Basically, the limitations on conventional VMs are at least somewhat imposed
by the underlying x86 architecture. The Azul box is a custom processor
specifically designed for the JVM, so it can do things like write barriers
around gc in a single hardware instruction. That, in turn, allows them to
produce a fairly pauseless garbage collector: I believe he claimed something
like 10-20ms at most for a 100GB+ heap. Contrast that to the several second GC
pauses you'll often get on a conventional VM with just a few GB of heap.

Their boxes are also designed to massively scale up; up to 54 cores per chip
and 16 chips in a single box. I believe they use localized L1-caches, shared
L2-caches (between each 9 cores, I think), and uniform memory accesses across
all the chips in the box. The end result is incredibly high memory bandwidth.
The other bit Click talked about was how they can profile under load with
basically no overhead, unlike the standard JVMTI interface.

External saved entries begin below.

Issue #228, opened 2026-04-30
tech-debt: validate_pr_review hook doesn't honor charter's Single-Reviewer Exception (hook stricter than charter)


parametrization:
## Hook ↔ charter alignment gap

Charter `pull-requests.md § Single-Reviewer Exception` (ratified W8 per `cross-repo-status.json` `wave_8_work.process_changes_ratified_2026-04-17`) permits a 1-of-2 reviewer pass for mechanical, self-validating, low-blast-radius PRs. The `validate_pr_review` hook does not honor this exception — it strict-blocks any merge with `< 2` Approved comments.

## Live trip 2026-04-30

While merging user-service#88 (`fix(ci): trigger ci.yml on deployments/** branches (closes #81)` — 3+/1- mechanical YAML trigger expansion, self-validating via the PR's own GREEN `check` run, single Tech Lead approval from Anya Kowalczyk), `gh pr merge 88` was blocked:

```
PreToolUse:Bash hook blocking error from command: "python3 .../.claude/hooks/dispatcher.py":
BLOCKED: PR #88 has 1/2 required peer reviews.
At least TWO reviews from distinct non-authors are required before merge.
Charter § Pull Requests requires two comment-based peer reviews for all merges.
Use `gh pr comment <PR#> --body '...'` with charter format:
  Requestor: <branch author>  Requestee: <reviewer>  RequestOrReplied: Approved  TechDebt: none | #issue, ...
Pass `--admin` for emergency overrides only.
```

Workaround applied today: spawn a second reviewer (Idris Yusuf, security lens) — adds review latency to mechanical PRs.

## Why this matters

Per memory `feedback_enforcement_hierarchy.md`: "Prefer hook > skill > charter, in that order. Charter rules without enforcement decay." The Single-Reviewer Exception is a charter rule with **no hook enforcement** — meaning the rule decays in the opposite direction here: the hook is **stricter** than charter, forcing 2 reviewers on PRs that the charter explicitly permits with 1.

In practice this means:
- All "mechanical / self-validating / low-risk" PRs require 2 reviewers despite charter allowance.
- Reviewers spend cycles on rubber-stamp passes for genuinely trivial changes.
- Charter exception rule effectively dead-letter.

## Suggested fix

Two options:

[...]

PR #1081, opened 2026-07-22
refactor(#1048): share one verdict-set entry point between Hook 4 and pr_review_state

### LINKED ISSUE #1048: Share one verdict-set entry point between Hook 4 and pr_review_state (follow-up to #1046 point 5)

parametrization:
## Summary

Closes #1048. Follow-up to #1046 point 5.

#1046 delivered the narrow half of this: `partition_formal_reviewers`, shared
by `check()` and `pr_review_state.py`. This closes the rest — the
comment/roster/threshold pipeline was still re-assembled **independently**
by `check()` and `compute_review_state`, each separately calling
`get_latest_content_commit`, `check_comment_reviews` (twice — feature-branch
vs wave-merge), `_load_roster_names`, and `is_single_reviewer_exception`, then
unioning formal + comment reviewers and applying the threshold. Any future
parameter added to that pipeline had to be threaded through **two** call
sites by hand — the exact #1046 defect class, just not yet triggered again.

## Fix

Extracted the shared pipeline into `resolve_review_verdicts(pr_data, repo) ->
ReviewVerdicts` in `validate_pr_review.py`:

1. `get_latest_content_commit` → T_content (`content_ts`/`content_sha`, #950)
2. `partition_formal_reviewers` + `check_comment_reviews`, both bound to
   T_content, on the feature-branch or wave-merge head-ref path
3. `_load_roster_names` + non-roster Requestor filtering (#498)
4. Union formal + roster-filtered comment reviewers, plus the wave-bootstrap
   single-reviewer exception (#228)

`check()` and `pr_review_state.compute_review_state` now both call this ONE
function and use its output directly — **neither re-derives the verdict
set**. Message/report rendering stays with each caller: `check()` keeps its
block-message construction; the driver keeps `ReviewState.passes()` and its
text/JSON report.

Three exceptions surface the pipeline's determinate-failure cases so each
caller renders its own message: `CommitFetchError` and `RosterResolutionError`
propagate verbatim (unchanged); a new `CommentScanUndeterminedError` carries
the #981 incomplete-scan reason that previously lived on
`CommentReviewResult.undetermined`.

## Behavior preservation

All 214 pre-existing `test_validate_pr_review.py` tests and all 27
pre-existing `test_pr_review_state.py` tests pass **unchanged** — this is a
pure extraction, not a behavior change.

## Mutation verification (per the issue's acceptance criterion)

Manually confirmed by temporarily stripping `content_ts=content_ts` from the
feature-branch `check_comment_reviews` call inside `resolve_review_verdicts`
and rerunning the suite: **4 tests in `ContentStalenessTests` went red
immediately**, because that class drives `compute_review_state` through the
REAL `resolve_review_verdicts` over a faked `gh api` boundary — exactly the
#1046 mutation, now caught at the new shared boundary.

Added as permanent guards:
- `ResolveReviewVerdictsSharedBoundaryTests` (hook tests) — a direct
  stale-verdict kill-shot on `resolve_review_verdicts` itself, plus
  delegation tests (`test_check_delegates_to_resolve_review_verdicts_and_trusts_it`,
  `test_check_translates_stale_verdict_error_into_a_block`) that patch the
  function and assert `check()` calls it exactly once and trusts its output.
- `test_delegates_to_the_shared_resolve_review_verdicts_entry_point` /
  `test_comment_scan_undetermined_raises_review_state_error` (driver tests) —
  the same delegation guard on `compute_review_state`.

## Local gate

`pre-commit run --all-files` (commit stage) + `pre-commit run --hook-stage
pre-push --all-files` (mypy + full pytest suite, 2726 passed) — both clean.

## Acceptance (from #1048)

- [x] Single shared entry point; neither `check()` nor `compute_review_state`
      re-derives the verdict set.
- [x] Behaviour-preserving: the existing Hook 4 and driver suites pass
      unchanged.
- [x] Mutation-verified the same way #1046 was — dropping a parameter at the
      shared boundary fails a test.

## Reviewers

- **Weronika Zielinska** (merge-gate)
- **Lucas Ferreira**

### DIFF
--- a/.claude/hooks/tests/test_validate_pr_review.py
+++ b/.claude/hooks/tests/test_validate_pr_review.py
@@ -2098,6 +2098,161 @@ class VerdictFixtureSanityTests(unittest.TestCase):
         self.assertEqual(result.stale_verdicts, [])
 
 
+class ResolveReviewVerdictsSharedBoundaryTests(unittest.TestCase):
+    """#1048: `resolve_review_verdicts` is the ONE shared entry point `check()`
+    and `pr_review_state.compute_review_state` both call — neither re-derives
+    the content-binding / comment-scan / roster-filter / union pipeline with
+    its own argument list, which is the #1046 defect class.
+
+    Mutation-sensitivity was manually confirmed while writing this refactor:
+    temporarily stripping `content_ts=content_ts` from the feature-branch
+    `check_comment_reviews` call inside `resolve_review_verdicts` turned 4
+    tests in `.claude/lib/tests/test_pr_review_state.py::ContentStalenessTests`
+    red immediately, because that class drives `compute_review_state` through
+    the REAL `resolve_review_verdicts` over a faked `gh api` boundary. The
+    test below is the equivalent DIRECT guard at the shared function itself.
+    """
+
+    REPO = "noorinalabs/noorinalabs-main"
+
+    @staticmethod
+    def _pr_data(head_ref="L.Ferreira/1040-x", author="parametrization", reviews=(), labels=()):
+        return {
+            "author": author,
+            "number": 1040,
+            "reviews": list(reviews),
+            "headRefName": head_ref,
+            "labels": list(labels),
+        }
+
+    def test_stale_comment_verdict_is_excluded_from_the_reviewer_set(self):
+        """Direct kill-shot on the shared boundary (#950 x #1048): a stale
+        Approved must not count toward `distinct_reviewers`, and must be
+        recorded on `stale_verdicts_comment` so a caller (either check()'s
+        block message or the driver's report) can name it. This would RED if
+        `resolve_review_verdicts` ever stopped forwarding `content_ts` to
+        `check_comment_reviews`.
+        """
+        stale_comment = {
+            "body": (
+                "Requestor: Lucas Ferreira\nRequestee: Someone Else\n"
+                "RequestOrReplied: Approved\nTechDebt: none"
+            ),
+            "created_at": "2026-01-01T00:00:00Z",
+        }
+
+        def fake_run(args, capture_output, text, timeout):
+            result = mock.MagicMock()
+            result.returncode = 0
+            if args[0] == "gh" and args[1:3] == ["repo", "view"]:
+                result.stdout = json.dumps({"owner": {"login": "noorinalabs"}, "name": "r"})
+            else:
+                result.stdout = json.dumps([stale_comment])
+            return result
+
+        with (
+            mock.patch.object(hook.subprocess, "run", side_effect=fake_run),
+            mock.patch.object(
+                hook,
+                "get_latest_content_commit",
+                return_value=("ac8bcfa", hook._parse_iso8601("2026-01-02T00:00:00Z")),
+            ),
+            mock.patch.object(hook, "_load_roster_names", return_value={"lucas ferreira"}),
+        ):
+            verdicts = hook.resolve_review_verdicts(self._pr_data(), repo=self.REPO)
+
+        self.assertEqual(verdicts.distinct_reviewers, set())
+        self.assertEqual(len(verdicts.stale_verdicts_comment), 1)
+        self.assertEqual(verdicts.stale_verdicts_comment[0].reviewer, "Lucas Ferreira")
+        self.assertEqual(verdicts.stale_verdicts_formal, [])
+        self.assertEqual(verdicts.stale_verdicts, verdicts.stale_verdicts_comment)
+
+    def test_check_delegates_to_resolve_review_verdicts_and_trusts_it(self):
+        """`check()` must call the shared entry point and use its output
+        DIRECTLY, rather than reassembling the pipeline inline — the concrete
+        guard for #1048's acceptance criterion ('neither check() nor
+        compute_review_state re-derives the verdict set'). A fake
+        `ReviewVerdicts` with 2 distinct current reviewers and no missing
+        TechDebt must ALLOW the merge without `check()` ever recomputing
+        `distinct_reviewers` itself.
+        """
+        input_data = {
+            "tool_name": "Bash",
+            "tool_input": {"command": "gh pr merge 1040 --repo noorinalabs/noorinalabs-main"},
+        }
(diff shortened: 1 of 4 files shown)


parametrization:
**Merge-gate review — PR #1081 (fixes #1048)**

Reviewed the diff at head `068a0ec` against `deployments/phase-9/wave-27`; CI is green at that SHA, and mypy passing is meaningful here since a refactor of this shape would surface any dangling name or field-type mismatch.

This is a clean behavior-preserving extraction. The content-binding, formal+comment partitioning, roster filtering, and union pipeline move verbatim into one `resolve_review_verdicts` returning a `ReviewVerdicts` dataclass, and both `check()` and `compute_review_state` now consume it rather than each re-assembling the pipeline with their own argument list. That re-assembly was the exact #1046 defect class — a single shared computation cannot drift from itself.

I traced the one behavior-change risk: `is_single_reviewer_exception` is now computed unconditionally inside `resolve_review_verdicts`, where previously `check()` only evaluated it when `total_distinct == 1`. I read the function against base — it returns `False` immediately when the `wave-bootstrap` label is absent or when `len(reviewers) != 1`, so its only side-effecting branch (`load_charter_enforcer_names`) is reached under exactly the same condition as before. The result is still only consumed in the one-reviewer branch. No new failure mode.

I also confirmed the three determinate-failure exits are preserved and fire in the same order: commit-fetch failure, the new `CommentScanUndeterminedError` replacing the inline undetermined check, and roster-resolution failure all propagate out of the shared entry point and are caught by both callers, each rendering its own message. The mutation guard the PR relies on is real — the ContentStalenessTests drive `compute_review_state` through the actual shared function over a faked `gh api` boundary and stay green, so `content_ts` is genuinely still forwarded; the added delegation tests pin that neither caller recomputes the verdict set.

Approving.

---
Requestor: Lucas Ferreira
Requestee: Aino Virtanen
RequestOrReplied: Approved
TechDebt: none

parametrization:
## Merge-gate review — #1081 (fixes #1048)

**Verdict — approve.** Behavior-preserving refactor, delegation and content-binding mutation-verified, CI green at head `068a0ec`.

**What it does.** Extracts the review-verdict pipeline (content binding, formal + comment reviewer partitioning, roster filtering, union/threshold inputs) into one shared `resolve_review_verdicts` entry point plus a `ReviewVerdicts` dataclass. Both `validate_pr_review.check()` (Hook 4) and `pr_review_state.compute_review_state` now consume it instead of each re-assembling the pipeline with their own argument list — which was the #1046 defect class (the driver called `check_comment_reviews` without `content_ts` and drifted from the gate). A single shared computation cannot drift from itself.

**What I ran (executed, not trusted).** Built a faithful head-SHA tree and ran both full suites — `217 passed` (hooks) and `27 passed` (lib). The refactor preserves behavior across every block-message and roster-diagnostic path.

**Mutation checks on the two load-bearing guards.**
- Forced `check()` to re-derive `total_distinct` inline (ignore the shared `verdicts`) — the delegation guard `test_check_delegates_to_resolve_review_verdicts_and_trusts_it` reds. So `check()` genuinely trusts the shared entry point rather than reassembling.
- Dropped `content_ts` forwarding inside `resolve_review_verdicts` (reproducing the #1046 omission) — four `ContentStalenessTests` in the lib suite red, because that class drives `compute_review_state` through the REAL shared boundary over a faked `gh` layer. The content-binding regression is caught at the shared choke point, which is the whole point of the refactor.

Exception restructure (`CommitFetchError` / `CommentScanUndeterminedError` / `RosterResolutionError` now raised from the shared fn and caught per-type in each caller) preserves ordering and the fail-safe hard-block semantics; full suites cover it. Clean.

---
Requestor: Weronika Zielinska
Requestee: Aino Virtanen
RequestOrReplied: Approved
TechDebt: none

They used to sell a lot of gear to financial services companies, as I
understand it: I get the impression that for high-load transaction processing
their boxes would pretty much smoke anything remotely resembling a convention
server or array of servers.

Again, it's a shame the Artima article didn't really talk about any of that.
The fundamental limitations are more primarily in the JVM interaction with
conventional x86 chips and the really cool work Azul has done is to create a
chip (not unlike the Lisp machine of yore) specifically designed to make the
JVM run fast and scale up.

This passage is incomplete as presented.